In a TechKnowledge piece called “Voter ID: A Tempest in a Teapot that Could Burn Us All,” I shared some thoughts that are relevant to this bill:

Increasing voter participation has been a policy fetish for the last decade or two-never mind whether more voting for its own sake makes a better democracy… . The growth in absentee balloting has undone some of the protections against voter impersonation and multiple voting that previously existed. People are much more reticent to commit fraud in person - it’s riskier - so in-person voting was a natural security against impersonation fraud. Voting in multiple jurisdictions is simply too time-consuming to do on any scale when it has to be done in person.

The bill would require states to verify signatures on absentee ballots by cross-checking them with voters’ signatures on the official list of registered voters, but this only begins to shore up the security hole opened by mass absentee balloting.

The people who want this bill undoubtedly believe it will improve both the political discourse and their electoral prospects. Folks on the other side - the proponents of identification requirements for voting - will only be energized by these efforts, which lower the bar for both legitimate voting and for voter fraud.

Both sides should just drop this food-fight-to-the-death and work on substantive policies that they believe will win voters to their sides. Hopefully, those policies are centered on limited government, free markets, and peace.

“Biggest … Lie … Ever”

A friend and supporter of my work on REAL ID sent me a link to this WebMemo from the Heritage Foundation, entitled “All Aboard: Fifty States Now Compliant with Real ID.” I’m using the subject line of his email as the title of this post.

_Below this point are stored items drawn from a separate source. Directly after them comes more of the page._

PR #501, opened 2021-10-27
chore: update serverless versions

rsmayda:
Issue #, if available:

Description of changes:
- Update serverless versions

Checklist:

- Ran all custom integration tests; did not run crucible tests
- Tested sls-offline and it still works

### DIFF
--- a/.github/workflows/cfn-analysis.yml
+++ b/.github/workflows/cfn-analysis.yml
@@ -26,11 +26,9 @@ jobs:
           node-version: 14
       - name: Install npm dependencies
         run: yarn install
-      - name: Install serverless
-        run: npm install -g serverless@2.64.1
       - name: Package main sls into cfn for analysis
         run: |
-          serverless package --stage dev --region us-west-2 --useHapiValidator true --conceal
+          yarn run serverless-package --stage dev --region us-west-2 --useHapiValidator true --conceal
       - name: cfn_nag on main serverless
         uses: stelligent/cfn_nag@master
         with:
@@ -40,7 +38,7 @@ jobs:
         run: |
           cd auditLogMover
           yarn install
-          serverless package --stage dev --region us-west-2 --conceal
+          yarn run serverless-package --stage dev --region us-west-2 --conceal
       - name: cfn_nag on auditLog serverless
         uses: stelligent/cfn_nag@master
         with:
--- a/.github/workflows/cfn-analysis.yml
+++ b/.github/workflows/cfn-analysis.yml
@@ -27,7 +27,7 @@ jobs:
       - name: Install npm dependencies
         run: yarn install
       - name: Install serverless
-        run: npm install -g serverless
+        run: npm install -g serverless@2.64.1
       - name: Package main sls into cfn for analysis
         run: |
           serverless package --stage dev --region us-west-2 --useHapiValidator true --conceal
@@ -35,7 +35,7 @@ jobs:
         uses: stelligent/cfn_nag@master
         with:
           input_path: .serverless/cloudformation-template-update-stack.json
-          extra_args: -o json  
+          extra_args: -o json
       - name: Package auditLogMover sls into cfn for analysis
         run: |
           cd auditLogMover
--- a/.github/workflows/deploy.yaml
+++ b/.github/workflows/deploy.yaml
@@ -87,7 +87,7 @@ jobs:
       - name: Compile IGs
         run: yarn run compile-igs
       - name: Install serverless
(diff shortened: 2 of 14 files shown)


.github/workflows/cfn-analysis.yml
```diff
@@ -27,15 +27,15 @@ jobs:
       - name: Install npm dependencies
         run: yarn install
       - name: Install serverless
-        run: npm install -g serverless
+        run: npm install -g serverless@2.64.1
```
carvantes: we should move away from installing serverless globally. It is not needed and can cause confusion if the version of the global serverless is different from the local one.

the next step can run as 
```
./node_modules/bin/serverless package ...
```
or if we add a script on package.json it could be:

```
yarn run serverless package ...
```

We don't need to change it as part of this PR though.

carvantes (approved):

.github/workflows/cfn-analysis.yml
rsmayda: I like this change I will throw it in here as well

.github/workflows/deploy.yaml
```diff
@@ -87,7 +87,7 @@ jobs:
       - name: Compile IGs
         run: yarn run compile-igs
       - name: Install serverless
-        run: npm install -g serverless
+        run: npm install -g serverless@2.64.1
```
rsmayda, line 90: I wasn't sure how to not do this for the java serverless file as there isn't scripts

scripts/s3-dist.sh
```diff
@@ -31,7 +31,7 @@ function cleanup(){
 }
 
 echo Installing dependencies
-npm install -g serverless && npm install
+npm install -g serverless@2.64.1 && npm install
```
carvantes, line 34: I think that line 43 below will not work without serverless globally installed.

docker/Dockerfile
```diff
@@ -1,7 +1,7 @@
 FROM node:14.4
 
 # Required dependencies
-RUN apt-get update && apt-get install -yq python3-pip less && pip3 install boto3 && curl -fsSL --compressed  "https://awscli.amazonaws.com/awscli-exe-linux-x86_64.zip" -o /tmp/awscliv2.zip && unzip -q /tmp/awscliv2.zip -d /tmp && /tmp/aws/install && npm install serverless -g
+RUN apt-get update && apt-get install -yq python3-pip less && pip3 install boto3 && curl -fsSL --compressed  "https://awscli.amazonaws.com/awscli-exe-linux-x86_64.zip" -o /tmp/awscliv2.zip && unzip -q /tmp/awscliv2.zip -d /tmp && /tmp/aws/install && npm install serverless@2.64.1 -g
```
carvantes, line 4: loos like keeping global serverless here is needed since it runs the `serverless.sh` file

Maybe we should update `serverless.sh` to also not call global serverless. It's a bit of a chore since we also need to update the docs, so maaybe it's ok to do it later. AFAIK the `serverless.sh` file is not referenced anywhere else, so it should be safe to not update it right now

carvantes (commented):
I think that we also need 

https://github.com/carvantes/fhir-works-on-aws-deployment/blob/a9aebcc182255d305327463b1b2e0f7a463bad95/scripts/install.sh#L300

docker/Dockerfile
rsmayda: sounds good I will leave it in for now

scripts/s3-dist.sh
rsmayda: Agreed I will leave it in but pinned to 2.64.1

scripts/install.sh
```diff
@@ -297,12 +297,12 @@ fi
 
 echo -e "\n\nFHIR Works is deploying. A fresh install will take ~20 mins\n\n"
 ## Deploy to stated region
-yarn run serverless deploy --region $region --stage $stage || { echo >&2 "Failed to deploy serverless application."; exit 1; }
+yarn run serverless-deploy --region $region --stage $stage || { echo >&2 "Failed to deploy serverless application."; exit 1; }
```
carvantes, line 300: my bad, I didn't saw the yarn run. This file didn't need any updates since `yarn run serverless` effectively runs `serverless` from `node_modules/.bin`. The update is still correct though


https://classic.yarnpkg.com/lang/en/docs/cli/run/

rsmayda: Yeah I thought the same but felt it was better to have it routed via our scripts

carvantes (approved):

Issue #498, opened 2021-10-20
[Misc] Got ResourceNotFoundException error at audit-log-mover-poc-exportCloudwatchLogs


rhinozD:
**What's on your mind?**
I've got this error when I check audit-log-mover-poc-exportCloudwatchLogs LogGroup. 
`ERROR	Failed to kick off all export tasks ResourceNotFoundException: The specified log group does not exist.`

Is this a bug or just I did mistake somewhere?
I found that the log group which is exported here not exist in CloudWatch.
```
      CloudwatchExecutionLogGroup:
        Description: Cloudwatch Execution log group for storing request/responses for auditing purposes
        Value: !Join ['', ['API-Gateway-Execution-Logs_', !Ref ApiGatewayRestApi, '/', !Ref Stage]]
        Export:
          Name: !Join ['-', [CloudwatchExecutionLogGroup, !Ref Stage]]
```
[](https://github.com/awslabs/fhir-works-on-aws-deployment/blob/mainline/serverless.yaml#L794-L798)
and the API Gateway executionLogging is disabling.
`executionLogging: false`
[](https://github.com/awslabs/fhir-works-on-aws-deployment/blob/mainline/serverless.yaml#L78)
**Versions (please complete the following information):**
 - v3.1.0

maghirardelli:
Hello @rhinozD,

Thank you for bringing this to our attention. We believe this is a bug and are looking into this now. We'll work on the fix soon.

Thanks,
Marianna

carvantes:
Hi,

This issue was fixed on https://github.com/awslabs/fhir-works-on-aws-deployment/pull/503. 

Note that after applying the fix, new logs will be exported to S3 as usual, but old logs that were not exported will remain in CloudWatch. You can move the old logs to s3 with the `create-export-task` API: https://docs.aws.amazon.com/AmazonCloudWatch/latest/logs/S3ExportTasks.html

PR #252, opened 2021-03-17
chore: update log settings

carvantes:
Description of changes:
- Increase log retention time
- Update access log format and disable execution logs similar to https://github.com/awslabs/service-workbench-on-aws/pull/267

Checklist:

* [x] Have you successfully deployed to an AWS account with your changes?
* [ ] Have you written new tests for your core changes, as applicable?

By submitting this pull request, I confirm that my contribution is made under the terms of the Apache 2.0 license.

PR #503, opened 2021-10-28
fix: Fix CloudWatch LogGroup name for auditLogMover

jn1119:
Issue #, if available: [Issue 498](https://github.com/awslabs/fhir-works-on-aws-deployment/issues/498)

Description of changes:

* As part of [PR-252](https://github.com/awslabs/fhir-works-on-aws-deployment/pull/252) we changed the API Gateway log group from `Execution` to `Access` which meant that log group was not managed by APIGateway. With that change our new log group was managed by serverless but we didn't change our auditLogMover to point to the new log group. With this change we are ensuring that auditLogMover uses the correct log group when moving logs to S3.

More information on Access vs Execution logs [here](https://docs.aws.amazon.com/apigateway/latest/developerguide/set-up-logging.html)

Testing done:

* Verified that auditLogMover is able to launch the export job successfully
```
Response
{
  "daysExported": [
    "2021-10-21"
  ],
  "message": "Successfully kicked off export tasks"
}
``` 

Checklist:

### DIFF
--- a/serverless.yaml
+++ b/serverless.yaml
@@ -791,6 +791,16 @@ resources:
         Condition: isDev
         Description: App client id for the provisioning ES Kibana users.
         Value: !Ref KibanaUserPoolClient
+      CloudwatchAccessLogGroup:
+        Description: Cloudwatch Access log group for storing request/responses for auditing purposes
+        Value: !Ref ApiGatewayLogGroup
+        Export:
+          Name: !Join ['-', [CloudwatchAccessLogGroup, !Ref Stage]]
+      CloudwatchAccessLogGroupArn:
+        Description: Cloudwatch Access log group ARN for storing request/responses for auditing purposes
+        Value: !GetAtt ApiGatewayLogGroup.Arn
+        Export:
+          Name: !Join ['-', [CloudwatchAccessLogGroup, !Ref Stage, Arn]]
       CloudwatchExecutionLogGroup:
         Description: Cloudwatch Execution log group for storing request/responses for auditing purposes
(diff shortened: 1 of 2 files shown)


Bingjiling:
Would the log mover be able to account for the previous logs that didn't get moved?

jn1119 (commented):
@Bingjiling  Note that this PR is only fixing the most immediate problem going forward. We still need to find a way to move existing cloudwatch logs data that wasn't moved to S3.

serverless.yaml
```diff
@@ -791,6 +791,16 @@ resources:
...
+        Description: Cloudwatch Access log group for storing request/responses for auditing purposes
+        Value: !Ref ApiGatewayLogGroup
+        Export:
+          Name: !Join ['-', [CloudwatchAccessLogGroup, !Ref Stage]]
+      CloudwatchAccessLogGroupArn:
+        Description: Cloudwatch Access log group ARN for storing request/responses for auditing purposes
+        Value: !GetAtt ApiGatewayLogGroup.Arn
+        Export:
+          Name: !Join ['-', [CloudwatchAccessLogGroup, !Ref Stage, Arn]]
       CloudwatchExecutionLogGroup:
```
rsmayda, line 804: Are these still of value to output?

rsmayda (approved):

serverless.yaml
jn1119: Still need `CloudwatchExecutionLogGroup` since CloudFormation will still think auditLogger depends on it. Once this template and auditLogger's new template is executed we can remove this output which can be done in a later release.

There certainly seems to be confusion in some quarters about REAL ID’s current status. Let’s take a brief look at how states stand in terms of compliance.

Because not a single state will comply with REAL ID on the statutory deadline, May 11th, the Department of Homeland Security has been giving out deadline extensions willy-nilly the last few months. It gave extensions just for the asking to states that have statutorily barred themselves from complying, for example.

Some states refused to even ask for extensions. When this happened, DHS quickly switched to issuing states extensions if the states were independently changing their driver’s licensing processes in ways that would meet any of the requirements of REAL ID. States like Montana and New Hampshire wrote to DHS expressing no intention to comply with the law, but stating what they had done on their own. These DHS interpreted as requests for extensions, and granted them.

When the governor of Maine last week finally sent DHS a letter stating his intention to submit legislation relating to REAL ID compliance, the DHS took that as a request for an extension and granted it. The Maine legislature will have to consider any such bills, of course. Maine’s is the legislature that was the first in the country to reject REAL ID.

Getting deadline extensions by hook and by crook out to all 50 states is a pretty long way from getting all 50 states to comply. The actual state of things is reflected well on this map, maintained at the ACLU-run Web site RealNightmare.org. It shows seven states still self-barred from complying, and many others protesting the law. An eighth - Idaho - recently saw legislation barring compliance with REAL ID move through the Senate and to the governor’s desk.